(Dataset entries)
PR #1430, opened 2023-05-26
Add decline reason for work history

David-Feetenby:
Add  new decline reason for insufficient work history duration

### DIFF
--- a/app/lib/failure_reasons.rb
+++ b/app/lib/failure_reasons.rb
@@ -29,6 +29,7 @@ class FailureReasons
       "teaching_qualifications_from_ineligible_country",
     TEACHING_QUALIFICATIONS_NOT_AT_REQUIRED_LEVEL =
       "teaching_qualifications_not_at_required_level",
+    WORK_HISTORY_DURATION = "work_history_duration",
   ].freeze
 
   FURTHER_INFORMATIONABLE = [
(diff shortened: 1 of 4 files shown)


app/lib/failure_reasons.rb
```diff
@@ -29,6 +29,8 @@ class FailureReasons
       "teaching_qualifications_from_ineligible_country",
     TEACHING_QUALIFICATIONS_NOT_AT_REQUIRED_LEVEL =
       "teaching_qualifications_not_at_required_level",
+    TEACHING_QUALIFICATIONS_COMPLETED_IN_ELIGIBLE_COUNTRY =
```
thomasleese, line 32: I'm not sure that we need this line, it'll mean that we end up defining `TEACHING_QUALIFICATIONS_COMPLETED_IN_ELIGIBLE_COUNTRY` as `work_history_duration`.

thomasleese (commented):
Just a minor comment, otherwise it looks good!

app/lib/failure_reasons.rb
David-Feetenby: Not sure why i left that in 😆

app/lib/failure_reasons.rb
```diff
@@ -29,6 +29,8 @@ class FailureReasons
       "teaching_qualifications_from_ineligible_country",
     TEACHING_QUALIFICATIONS_NOT_AT_REQUIRED_LEVEL =
       "teaching_qualifications_not_at_required_level",
+    WORK_HISTORY_DURATION =
+      WORK_HISTORY_DURATION = "work_history_duration",
```
thomasleese, line 33:
```suggestion
    WORK_HISTORY_DURATION =
      "work_history_duration",
```

The variable only needs to defined once :)

thomasleese (approved):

## DIRECTIONS FOR THIS TASK
In this exercise, you retype all of the data exactly as it appears above.

## ANSWER BELOW
PR #1430, opened 2023-05-26
Add decline reason for work history

David-Feetenby:
Add  new decline reason for insufficient work history duration

### DIFF
--- a/app/lib/failure_reasons.rb
+++ b/app/lib/failure_reasons.rb
@@ -29,6 +29,7 @@ class FailureReasons
       "teaching_qualifications_from_ineligible_country",
     TEACHING_QUALIFICATIONS_NOT_AT_REQUIRED_LEVEL =
       "teaching_qualifications_not_at_required_level",
+    WORK_HISTORY_DURATION = "work_history_duration",
   ].freeze
 
   FURTHER_INFORMATIONABLE = [
(diff shortened: 1 of 4 files shown)


app/lib/failure_reasons.rb
```diff
@@ -29,6 +29,8 @@ class FailureReasons
       "teaching_qualifications_from_ineligible_country",
     TEACHING_QUALIFICATIONS_NOT_AT_REQUIRED_LEVEL =
       "teaching_qualifications_not_at_required_level",
+    TEACHING_QUALIFICATIONS_COMPLETED_IN_ELIGIBLE_COUNTRY =
```
thomasleese, line 32: I'm not sure that we need this line, it'll mean that we end up defining `TEACHING_QUALIFICATIONS_COMPLETED_IN_ELIGIBLE_COUNTRY` as `work_history_duration`.

thomasleese (commented):
Just a minor comment, otherwise it looks good!

app/lib/failure_reasons.rb
David-Feetenby: Not sure why i left that in 😆

app/lib/failure_reasons.rb
```diff
@@ -29,6 +29,8 @@ class FailureReasons
       "teaching_qualifications_from_ineligible_country",
     TEACHING_QUALIFICATIONS_NOT_AT_REQUIRED_LEVEL =
       "teaching_qualifications_not_at_required_level",
+    WORK_HISTORY_DURATION =
+      WORK_HISTORY_DURATION = "work_history_duration",
```
thomasleese, line 33:
```suggestion
    WORK_HISTORY_DURATION =
      "work_history_duration",
```

The variable only needs to defined once :)

thomasleese (approved):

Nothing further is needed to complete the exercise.